Since for non-negatives $x$, $y$ and $z$ by AM-GM we have
$\frac{x^2+y^2}{2}\geq xy$ and $\frac{x^2+z^2}{2}\geq xz$ and $\frac{y^2+z^2}{2}\geq yz$,
after summing we obtain $x^2+y^2+z^2-xy-xz-yz\geq0$.
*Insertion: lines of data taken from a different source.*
Issue #121, opened 2020-01-22
Slicing anomaly in instance of US Core Organization


markkramerus:
There something wrong with the attached example. 

[Organization-mCODEOrganizationExample01.json.txt](https://github.com/FHIR/sushi/files/4098514/Organization-mCODEOrganizationExample01.json.txt)

The IG Publisher complains that:

`Practitioner | error | Unrecognised property '@identifier:NPI'`

Here's the FSH - it is pretty straightforward:

```
Instance: mCODEOrganizationExample01
InstanceOf: USCoreOrganization
* id = "mCODEOrganizationExample01"
* identifier[NPI].value = "1265714091"
* active = true
* name = "Foundation Medicine"
* contact.telecom.system = #phone
* contact.telecom.value = "617-418-2200"
* address.line = "150 Second Street"
* address.city = "Cambridge"
* address.state = "MA"
* address.postalCode = "02141"
* address.country = "USA"
```

markkramerus:
PS -- I added the .txt to the file name because a json file wasn't accepted.

cmoesel:
Oh.  Yeah, that instance JSON is definitely wrong.  @ngfreiter -- looks like the slicename support in instance generation might not be quite working as expected...  Perhaps it works with FSH-defined profiles but not external profiles?

markkramerus:
Here's another case with a different rendering. It comes from mCODECancerGeneticVariantExample01.json:
```
  "category:Laboratory": {
    "coding": [
      {
        "system": "http://terminology.hl7.org/CodeSystem/observation-category",
        "code": "laboratory"
      }
    ]
  },
```
The IG Publisher reports:
`Unrecognised property '@category:Laboratory'`

ngfreiter:
It looks to me like the issue arises specifically when a slice element is fixed on a Structure Definition, and we then make an instance of that Structure Definition. The function that is supposed to set fixed values based on the Structure Definition does not handle the case of a slice element correctly.

cmoesel:
Note that @jafeltra's work on another issue exposed this bug further.  Her work adds some validation where there previously was none.  As a result, these errors that used to fail silently are now logged.  The other result is that rather than putting the invalid properties into the JSON, they are now skipped.

These errors still exist and _are_ an error with SUSHI.  Now they're in the limelight being logged.  So when you run the next SUSHI release, don't be surprised by additional errors reported by SUSHI (and few errors reported by the IG Publisher).

PR #134, opened 2020-01-23
Add validateValueAtPath before setting properties

### LINKED ISSUE #114: Instance property must be an Array, not an Object
Elements that are defined as 0..* in resources must be JSON arrays in the instance, even if the cardinality has been constrained, or the array contains just one value. It appears array elements are being rendered as Objects rather than Arrays.

Example -- on master branch, at commit `https://github.com/standardhealth/fsh-mcode/commit/4948b6ebe0018ddf2f9d8d8c53a469de972f059d`

Example: `build\input\resources\Condition-mCODEComorbidConditionExample01.json`

IG Publisher reports:  `Condition.category | error | This property must be an Array, not an Object`

jafeltra:
Fixes #114 

The functionality for putting properties into arrays even if they are constrained is in the `validateValueAtPath` function. We call that before setting properties on instances that are defined by rules. However, we also set properties on instances based on the structure definition. I updated the function `setFixedValuesForDirectChildren` to also call `validateValueAtPath`. This will check the base cardinality and should fix the bug. I added two tests to check the two places the `setFixedValuesForDirectChildren` is called and check that the arrays are properly set.

### DIFF
--- a/src/export/InstanceExporter.ts
+++ b/src/export/InstanceExporter.ts
@@ -1,5 +1,5 @@
 import { FSHTank } from '../import/FSHTank';
-import { StructureDefinition, InstanceDefinition, ElementDefinition, PathPart } from '../fhirtypes';
+import { StructureDefinition, InstanceDefinition, ElementDefinition } from '../fhirtypes';
 import { Instance } from '../fshtypes';
 import { logger, Fishable, Type } from '../utils';
 import { setPropertyOnInstance, replaceReferences, replaceField } from '../fhirtypes/common';
@@ -37,7 +37,19 @@ export class InstanceExporter {
           // Add back non-numeric (slice) brackets
           pathPart.brackets?.forEach(b => (path += /^[-+]?\d+$/.test(b) ? '' : `[${b}]`));
           const element = instanceOfStructureDefinition.findElementByPath(path, this.fisher);
-          this.setFixedValuesForDirectChildren(element, pathParts.slice(0, i + 1), instanceDef);
+          // Reconstruct the part of the rule's path that we just got the element for
+          let rulePathPart = rule.path
+            .split('.')
+            .slice(0, i + 1)
+            .join('.');
+          rulePathPart += '.';
+
+          this.setFixedValuesForDirectChildren(
+            element,
+            rulePathPart,
+            instanceDef,
+            instanceOfStructureDefinition
+          );
         }
       } catch (e) {
         logger.error(e.message, rule.sourceInfo);
@@ -47,8 +59,9 @@ export class InstanceExporter {
     // Fix values from the SD for all elements at the top level of the SD
     this.setFixedValuesForDirectChildren(
       instanceOfStructureDefinition.findElement(instanceDef.resourceType),
-      [],
-      instanceDef
+      '',
+      instanceDef,
+      instanceOfStructureDefinition
     );
 
     // Remove all _sliceName fields
@@ -76,8 +89,9 @@ export class InstanceExporter {
    */
   private setFixedValuesForDirectChildren(
     element: ElementDefinition,
-    existingPath: PathPart[],
-    instanceDef: InstanceDefinition
+    existingPath: string,
+    instanceDef: InstanceDefinition,
+    instanceOfStructureDefinition: StructureDefinition
   ) {
     const directChildren = element.children(true);
     for (const child of directChildren) {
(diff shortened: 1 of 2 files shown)


test/export/InstanceExporter.test.ts
```diff
@@ -301,6 +325,26 @@ describe('InstanceExporter', () => {
       expect(exported.communication).toBeUndefined();
     });
 
+    it('should fix a nested element that has parents defined in the instance and fixed on the SD to an array even if constrained', () => {
+      const cardRule = new CardRule('communication');
```
mint-thompson: Should this `CardRule` apply to `contact` here? The test still passes when this change is made.

test/export/InstanceExporter.test.ts
```diff
@@ -185,6 +185,30 @@ describe('InstanceExporter', () => {
...
+      const condition = new Profile('TestCondition');
+      condition.parent = 'Condition';
+      doc.profiles.set(condition.name, condition);
+      const conditionInstance = new Instance('Bar');
+      conditionInstance.instanceOf = 'TestCondition';
+      doc.instances.set(conditionInstance.name, conditionInstance);
+      const fixedValRule = new FixedValueRule('category');
+      const fixedFshCode = new FshCode('foo', 'http://foo.com');
+      fixedValRule.fixedValue = fixedFshCode;
+      condition.rules.push(fixedValRule);
```
mint-thompson: Should `condition` have a `CardRule` added to constrain `category` to `1..1` here?

src/export/InstanceExporter.ts
```diff
@@ -76,8 +89,9 @@ export class InstanceExporter {
    */
   private setFixedValuesForDirectChildren(
     element: ElementDefinition,
-    existingPath: PathPart[],
-    instanceDef: InstanceDefinition
+    existingPath: string,
+    instanceDef: InstanceDefinition,
+    instanceOfStructureDefinition: StructureDefinition
```
mint-thompson: Since the function arguments changed, could you also updated the `@param` listing above the function?

test/export/InstanceExporter.test.ts
jafeltra: Oops yes! Good catch!

test/export/InstanceExporter.test.ts
jafeltra: For this one, I was trying to mirror the example that Mark mentioned in the original issue. It didn't look like that example was constraining the cardinality. It only has the rule `* category = SCT#398192003`, which I think we interpret as setting the value to the code (an object). When I undid my changes to the exporter, this test failed, so it seemed valid to me, but I'd be open to adding the `CardRule`. I was just trying to keep it as similar to the example as possible.

Do you have thoughts on which way to do this? I'm open to either.

jafeltra:
As for your top level comment about the string manipulation, if you have ideas about how to make it more clear, I'm happy to change it. From what I could see, I had to rebuild the string in that place because parsing the `rule.path` into the `PathPart[]` adds in extra indices to the path that weren't originally there, and I needed a string representation for the `validateValueAtPath` function to work properly since it outputs the path string in the error. If you think I should change/improve the manipulation, let me know!

test/export/InstanceExporter.test.ts
cmoesel: I doubt it makes a difference, but Mark's example is for a profile whose parent is USCoreCondition.  USCoreCondition constrains `category` to `1..*`.  So you could add that constraint if you want to be as close as possible -- although I doubt it will make a difference.

cmoesel:
I tried to think of a better way than the string rebuilding too, but couldn't come up with anything.  I think you've found the best way.  If there's something better, it probably involves a lot of refactoring.

So... if both of you are good with this, then I'm good with it!

test/export/InstanceExporter.test.ts
jafeltra: Ah good point! I just added it (locally) and it still passes and fails correctly, so I think it makes sense to add it. I can push that!

jafeltra:
I wasn't able to think of anything better than the string manipulation, so I'm good with that part if Mint is!

The new errors you are getting are because we are now validating the paths before setting the properties, so the errors from issue #121 are showing up now. I wrapped the calls for validating and setting in a try/catch so that the instance export will continue despite the error. You should now get the 22 instances, but they'll be missing the invalid slice. The last two commits add that try/catch and the `CardRule` to the test.

However, Chris also noticed that there is a value missing in the `mCODECancerRelatedRadiationProcedureExample01`, so I'm also going to look into why that's happening.

src/export/InstanceExporter.ts
mint-thompson: Ah, I should have been more specific: there's also the new `instanceOfStructureDefinition` that should be added to the `@param` listing.

jafeltra:
After an eventful afternoon, @cmoesel  and @kjmahalingam helped me figure out why the fixed value was missing from `mCODECancerRelatedRadiationProcedureExample01`. The root of the issue was the order in which we applied values to instances, so I swapped around the order we do this in. We now first set values from the Structure Definition the instance instantiates as necessary and then set values that are fixed directly on the instance. I also added the missing param that @mint-thompson pointed out.

I've compared the diffs between exporting `fsh-mcode` on this branch and on `master` and the only changes are properties in different orders (given the switch in how we export now) and the missing invalid slices (because we now skip over them instead of adding invalid slices, and we will fix the slices in issue #121).

In conclusion, I _think_ this branch should be set now.

PR #135, opened 2020-01-23
Prevent IG output from being sent to build/input/resources

### LINKED ISSUE #132: Entire IG generated to build/input/resources
If an `ig-data` folder exists (indicating you want to build an IG), then the entire IG gets generated to `build/input/resources` instead of just to `build`.  This was introduced when we changed the default output folder to `build/input/resources`.

We need to change the default folder back to `build` and then update the export to always export the resources to `${outDir}/input/resources`.

kjmahalingam:
Fixes #132


jafeltra:
I'm not entirely sure how we want to word this, but the README still says that the default output folder is `build/input/resources`. I think since the default is now just `build`, we should probably update this. However, I'm not sure if we also want to specify that resources eventually will end up in `{output_folder}/input/resources`, even if someone uses the `-o` flag to change the output location.

kjmahalingam:
I just changed the name back to `build`. I think that's probably the right solution given the situation.

jafeltra:
Oops sorry I noticed one other thing. It looks like the `package.json` is being written to `build/input/resources/` as well. Do we want that? It feels like since it is not a resource, it should just be at the root of `build`, or at least, that is where it used to be before this PR.

cmoesel:
@jafeltra - yes, `package.json` should be at the root of the out directory.

src/app.ts
```diff
@@ -83,8 +79,11 @@ async function app() {
 
   fs.ensureDirSync(program.out);
 
+  const resourceDir = path.join(program.out, 'input', 'resources');
+  fs.ensureDirSync(resourceDir);
+
   fs.writeFileSync(
-    path.join(program.out, 'package.json'),
+    path.join(resourceDir, 'package.json'),
```
cmoesel: As @jafeltra mentioned, this should really be `program.out`.

cmoesel:
Since it was such a simple fix, I went ahead and just fixed the `package.json` thing so we can get this merged ASAP.  As soon as it passes CI, I'll merge it.

PR #142, opened 2020-01-24
Show message on invalid FHIR id or name

### LINKED ISSUE #139: FHIR rules for name and id should be enforced
Currently SUSHI allows `name` and `id` to be any sequence of non-whitespace characters.  FHIR, however, is more specific:

* name: `[A-Z]([A-Za-z0-9_]){0,254}` (http://hl7.org/fhir/R4/structuredefinition-definitions.html#StructureDefinition.name)
* id: `[A-Za-z0-9\-\.]{1,64}`  (http://hl7.org/fhir/R4/datatypes.html#id)

We should probably catch names/ids that violate these rules and report them as errors in SUSHI.  While we could update the ANTLR grammar to reflect these requirements, it might be more user-friendly to keep the grammar as-is and do the check in code.  Grammar violations make ugly and sometimes-confusing error messages.

mint-thompson:
Fixes #139 

The id and name elements in code systems, structure definitions,
value sets, and instances are checked against the invariants from
the FHIR specification. Both invariants are regular expressions.
When an id or name is not valid, it is still used in the output,
but a message indicates to the user that it is invalid.

The validation of these elements occurs when exporting to FHIR.
Although it would be possible to check some of this earlier on
during FSH import, the validation step is based on specifications
from FHIR. Therefore, I think it makes the most sense to enforce
these rules at the time of creating the FHIR resources.

This pull request addresses https://standardhealthrecord.atlassian.net/browse/CIMPL-243.


src/errors/InvalidIdError.ts
```diff
@@ -0,0 +1,8 @@
+import { Annotated } from './Annotated';
+
+export class InvalidIdError extends Error implements Annotated {
+  specReferences = ['http://hl7.org/fhir/R4/datatypes.html#id'];
+  constructor(public badId: string) {
+    super(`The string "${badId}" does not represent a valid FHIR id.`);
```
cmoesel: Can we provide some more guidance here?  Perhaps repeating what the FHIR doc says.  So maybe something like:

> The string "${badId}" does not represent a valid FHIR id.  FHIR ids may contain any combination of upper- or lower-case ASCII letters ('A'..'Z', and 'a'..'z'), numerals ('0'..'9'), '-' and '.', with a length limit of 64 characters.

src/errors/InvalidNameError.ts
```diff
@@ -0,0 +1,12 @@
+import { Annotated } from './Annotated';
+
+export class InvalidNameError extends Error implements Annotated {
+  specReferences = [
+    'http://hl7.org/fhir/R4/structuredefinition-definitions.html#StructureDefinition.name',
+    'http://hl7.org/fhir/R4/valueset-definitions.html#ValueSet.name',
+    'http://hl7.org/fhir/R4/codesystem-definitions.html#CodeSystem.name'
+  ];
+  constructor(public badName: string) {
+    super(`The string "${badName}" does not represent a valid FHIR name.`);
```
cmoesel: Similar to above, I think it would be helpful to provide the user more guidance.  FHIR doesn't spell this one out in narrative as well as ID, but following the form of how they define id, maybe we could say something like:

> The string "${badName}" does not represent a valid FHIR name.  This name should be usable as an identifier for the module by machine processing applications such as code generation.  Valid names start with an upper-case ASCII letter ('A'..'Z') followed by any combination of of upper- or lower-case ASCII letters ('A'..'Z', and 'a'..'z'), numerals ('0'..'9') and '_', with a length limit of 255 characters.

src/export/CodeSystemExporter.ts
```diff
@@ -1,15 +1,26 @@
...
+    try {
+      validateFHIRName(codeSystem.name);
+    } catch (ex) {
+      logger.error(ex.message, fshDefinition.sourceInfo);
+    }
+    try {
+      validateFHIRId(codeSystem.id);
+    } catch (ex) {
+      logger.error(ex.message, fshDefinition.sourceInfo);
+    }
```
cmoesel: These take up a lot of lines of code to do validation.  Did you consider other alternatives?

For example, you could make `validateFHIRName` and `validateFHIRId` take an optional `SourceInfo` as well and return back the name/id that was passed in.  Then you can log the message in the validation function itself -- and that would also allow you to use it like this:
```ts
codeSystem.name = validateFHIRName(fshDefinition.name, fshDefinition.sourceInfo);
codeSystem.id = validateFHIRId(fshDefinition.id, fshDefinition.sourceInfo);
```

That would make a lot less noise and also allow you to remove those new Error classes (they wouldn't really be needed anymore).  I like having a place to put the refs to the docs, but we're not actually leveraging those right now, so you could just put them in as comments in the validate function for now.  Eventually we can figure out how to integrate them into the logging framework.

Whaddya think?  Like it or is it too weird?

src/fhirtypes/InstanceDefinition.ts
```diff
@@ -10,8 +11,8 @@ import { Meta } from './specialTypes';
 export class InstanceDefinition {
   resourceType: string;
   instanceName: string;
-  id?: string;
   meta?: Meta;
+  id?: FHIRId;
```
cmoesel: Is there a reason you swapped the order here?

src/fhirtypes/common.ts
```diff
@@ -176,3 +178,24 @@ export function replaceField(
...
+ * @throws {InvalidNameError} when the name does not match the regular expression
+ */
+
+export function validateFHIRName(name: string): void {
+  if (!nameRegex.test(name)) {
+    throw new InvalidNameError(name);
+  }
+}
+
+const nameRegex = /^[A-Z]([A-Za-z0-9_]){0,254}$/;
```
cmoesel: Organizationally, I think it might make sense to put this above the function that uses it.  I wasn't going to say anything, except that I noticed for the `validateFHIRId`, you _did_ put it above the function.  So might as well be consistent and I think above is the way to go!

src/fhirtypes/InstanceDefinition.ts
mint-thompson: Nope, that was just me moving quickly when resolving rebase conflicts. I'll put it back.

src/errors/InvalidNameError.ts
mint-thompson: I agree that providing additional information is the right decision here. The full explanation of a valid id or name is pretty long, so do you think it would suffice to provide a link to the relevant page in the FHIR documentation? On the other hand, it's nice to not have to look somewhere else for the answer and just have SUSHI provide the user with all the information they need. I'll consider the options over the weekend.

src/export/CodeSystemExporter.ts
mint-thompson: Hmm, how about this: there could be functions for `setName` and `setId` on the various FHIR classes. In those functions, the value would be assigned, and they would call the `validateFHIRName` and `validateFHIRId` functions. The validate functions would be changed to return a boolean result instead of throwing, so that would let me get rid of the two error classes as you mentioned. With this approach, the actual exporters would just call the set functions. This would also have the advantage that I know what FHIR resource type I'm working with, which lets me write more specific error messages or link to more specific documentation pages. The downside of this approach is that I'm throwing yet another function call on to the stack, and that the FHIR types would have nearly-identical set functions.

Maybe this could be a situation where it finally makes sense to make an abstract supertype for the various FHIR resources that get exported? Ugh, but Instances don't have names, which means that one way or another, things get a little ugly.

src/errors/InvalidNameError.ts
cmoesel: I think we can remove "This name should be usable as an identifier for the module by machine processing applications such as code generation" from above, but I think it's otherwise helpful to have the info right there, even if it is a little long.  That's my opinion anyway -- but I don't feel strongly enough about it that I'd object if you thought otherwise.

src/export/CodeSystemExporter.ts
cmoesel: Would the `setName`/`setId` functions also take in a `SourceInfo` so they can report the lines?  I don't think we want to lose that functionality.  If so, then I'm good with this approach as well!

mint-thompson: Upon further consideration, this seems like a reasonable time for me to try using mixins. The next commit will contain my attempt to do so.

cmoesel: Woah.  Looking forward to it!

src/fhirtypes/CodeSystem.ts
```diff
@@ -2,13 +2,16 @@ import { Meta } from './specialTypes';
...
+import { HasName, HasId } from './common';
+import { applyMixins } from '../utils';
 
 /**
  * Class representing a FHIR R4 CodeSystem
  * @see {@link https://www.hl7.org/fhir/codesystem.html}
  */
 export class CodeSystem {
-  id?: string;
+  id?: FHIRId;
```
cmoesel: My understanding is that we no longer need to declare this property as it gets mixed in, right?  Looking at the documentation you linked to, the base class does not declare the properties that are already defined in the mixed in classes.

One potential issue w/ leaving this here is if we change the property here or in the mixin (but not in the other), then I'm not sure what happens.  That said, if we remove it here, the fact that the property exists gets kind of hidden behind the mixin.

How would you feel about commenting it out and putting in a note?
```ts
// id?: FHIRId; // Provided by HasId mixin
```

cmoesel: Similar goes for `name`.

cmoesel: And... for all the other types that use these mixins.

src/fhirtypes/ElementDefinition.ts
```diff
@@ -98,7 +99,7 @@ export class ElementDefinitionType {
  * @see {@link http://hl7.org/fhir/R4/elementdefinition.html}
  */
 export class ElementDefinition {
-  private _id: string;
+  private _id: FHIRId;
```
cmoesel: Technically, this is not correct.  `ElementDefinition` inherits the `id` field from `Element` -- which described `id` as a `string` (not an `id`):
image

It would actually be a significant problem if it was defined as an `id` because element ids can get very long and we'd definitely run into the character length limit on ids for deeply nested elements.

mint-thompson: Ah, thanks for catching this!

Issue #99, opened 2020-01-17
Choice slices are named repetitively in differential


ngfreiter:
When a choice is constrained to a single type, this is represented by slicing the choice. But to simplify things, this is represented in the differential using just the type of the sliced element, as shown below:
<img width="311" alt="Capture" src="https://user-images.githubusercontent.com/52747882/72627854-2cfe8780-391b-11ea-8766-9c7e4f2de60b.PNG">
When we represent this, we do not create just a single element, and we leave the slicing visible on the differential:
<img width="753" alt="Capture" src="https://user-images.githubusercontent.com/52747882/72627781-13f5d680-391b-11ea-965a-ee795cb7bc0e.PNG">
Instead of showing `value[x]` sliced by the element called `valueCodeableConcept:valueCodeableConcept`, we want to just have one single element called `valueCodeableConcept`, as the FHIR example has one single `valueQuantity` element.

PR #150, opened 2020-01-27
Fix differentials related to choice type slices

cmoesel:
1. Remove slicename from renamed choice type differential elements
2. Return root choice element ([x]) from differential when it's only there to introduce the type slice

This addresses #99.  Note that when you build the IG, you will often still see both `value[x]` and the specific choice (e.g., `valueString`) -- but you won't see the weird duplicate slice names anymore.  The reason you will usually still see `value[x]` is because we still must include `value[x]` in the differential if we constrained the choice to a smaller set of choices.  The only time we can exclude `value[x]` from the differential is if we _keep_ all the same types as valid choices.  See: https://blog.fire.ly/2019/09/13/type-slicing-in-fhir-r4/

If you build fsh-mcode, `CancerDiseaseStatus` shows instances of both cases.  

(a) The `EvidenceType` extension in `CancerDiseaseStatus` binds its `valueCodeableConcept` to a value set.  See the before and after in this screenshot.
image

(b) The `valueCodeableConcept` of `CancerDiseaseObservation` also binds to a value set.  Before and after here:
image

Note -- the after still looks weird (in a different way), but I believe it it actually technically correct based on the documentation.

### DIFF
--- a/src/fhirtypes/ElementDefinition.ts
+++ b/src/fhirtypes/ElementDefinition.ts
@@ -314,8 +314,14 @@ export class ElementDefinition {
         diff[prop] = cloneDeep(this[prop]);
       }
     }
-    // Path gets set automatically when setting id
+    // Set the diff id, which may be different than snapshot id in the case of choices (e.g., value[x] -> valueString)
+    // NOTE: The path also gets set automatically when setting id
     diff.id = diff.diffId();
+    // If the snapshot is a choice (e.g., value[x]), but the diff is a specific choice (e.g., valueString), then
+    // remove the slicename property from the diff (it is implied and not required in the diff)
+    if (this.path.endsWith('[x]') && !diff.path.endsWith('[x]')) {
+      delete diff.sliceName;
+    }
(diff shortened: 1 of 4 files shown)


ngfreiter:
So if there is a line like: `* value[x] only valueCodeableConcept`, we do keep the `value[x]` element around? But if we just directly modify the `valueCodeableConcept` element, we do not keep the `value[x]` element around, since the slicing on it can be inferred? Am I understanding how this works correctly?

cmoesel:
@ngfreiter:

> So if there is a line like: * value[x] only valueCodeableConcept, we do keep the value[x] element around?

Yes, and I got that from this:

--- start screenshot ---
image
--- end screenshot ---

and this:

--- start screenshot ---
image
--- end screenshot ---

> But if we just directly modify the valueCodeableConcept element, we do not keep the value[x] element around, since the slicing on it can be inferred?

Yes, and I got that from this:

--- start screenshot ---
image
--- end screenshot ---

Now let $a=x^3$, $b=y^3$ and $c=z^3$.
Hence, $\frac{a+b+c}{3}-\sqrt[3]{abc}=\frac{x^3+y^3+z^3-3xyz}{3}=\frac{(x+y+z)(x^2+y^2+z^2-xy-xz-yz)}{3}\geq0$
and we are done!
On
By AM-GM (3 variables)
$\displaystyle \frac{a+b}{2}=\frac{\frac{2a}{3}+\frac{2b}3+\frac{a+b}3}{3}*\frac32\geq\frac32({\frac{2a}3*\frac{2b}3*\frac{a+b}3})^\frac13$
put $\displaystyle \frac12({(2a)(2b)(a+b)})^\frac13-(ab)^\frac12=A-B$
$$A^6-B^6$$ $$=\displaystyle \frac{2^4}{2^6}(ab(a+b))^2-(ab)^3$$
$$=\displaystyle (ab)^2\frac14((a+b)^2-4ab)$$
$$=\displaystyle (ab)^2\frac14((a-b)^2\geq0$$
Therefore 2 variables version of AM-GM was proved.
This is a nice method:
We know that $\frac{a+b}{2}\geq\sqrt{ab}$ and similarly $\frac{c+d}{2}\geq\sqrt{cd}$
so $\frac{a+b+c+d}{2}\geq\sqrt{ab}+\sqrt{cd}\geq2\sqrt[4]{abcd}$
$$\Rightarrow\frac{a+b+c+d}{4}\geq\sqrt[4]{abcd}$$
and by making the substitution $d=\frac{a+b+c}{3} \rightarrow$
$$\frac{a+b+c+\frac{a+b+c}{3}}{4}\geq \sqrt[4]{ \frac{a+b+c}{3} abc }$$
$$\frac{a+b+c}{3}\geq\sqrt[4]{ \frac{a+b+c}{3} abc }$$
Raising both sides the the power of $4$
$$(\frac{a+b+c}{3})^4\geq(\frac{a+b+c}{3})abc$$
which gives us:
$$\frac{a+b+c}{3}\geq\sqrt[3]{abc}$$
as required.
I would love to see some more methods if you have any!